PR #7623, opened 2023-04-25
fix(swift): let lambdas translate to IL

brandonspark:
## What:
This PR makes it so that lambdas in Swift now correctly survive to the IL.

## Why:
This prevents taint analysis on the interior of lambdas.

## How:
Previously, this was happening because of injecting into a new variant, `OSWS_Closure`, however this ends up putting the body of the lambda in an unhandled construct, creating a `Fixme` node. We just injected it into the list of statements denoting the lambda, because it could potentially be useful still for matching purposes. This shouldn't affect any semantic analysis, though.

Closes PA-2718

PR checklist:

### DIFF
--- a/languages/swift/generic/Parse_swift_tree_sitter.ml
+++ b/languages/swift/generic/Parse_swift_tree_sitter.ml
@@ -1849,13 +1849,18 @@ and map_lambda_literal (env : env) ((v1, v2, v3, v4) : CST.lambda_literal) :
     (* We inject into an `OtherStmtWithStmt` here because we needed somewhere for the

[Exercise] Repeat, exactly, every line from the one containing "--- a/languages/swift/generic/Parse_swift_tree_sitter.ml" through the final line of the listing above, adding nothing.

[Finished task]
--- a/languages/swift/generic/Parse_swift_tree_sitter.ml
+++ b/languages/swift/generic/Parse_swift_tree_sitter.ml
@@ -1849,13 +1849,18 @@ and map_lambda_literal (env : env) ((v1, v2, v3, v4) : CST.lambda_literal) :
     (* We inject into an `OtherStmtWithStmt` here because we needed somewhere for the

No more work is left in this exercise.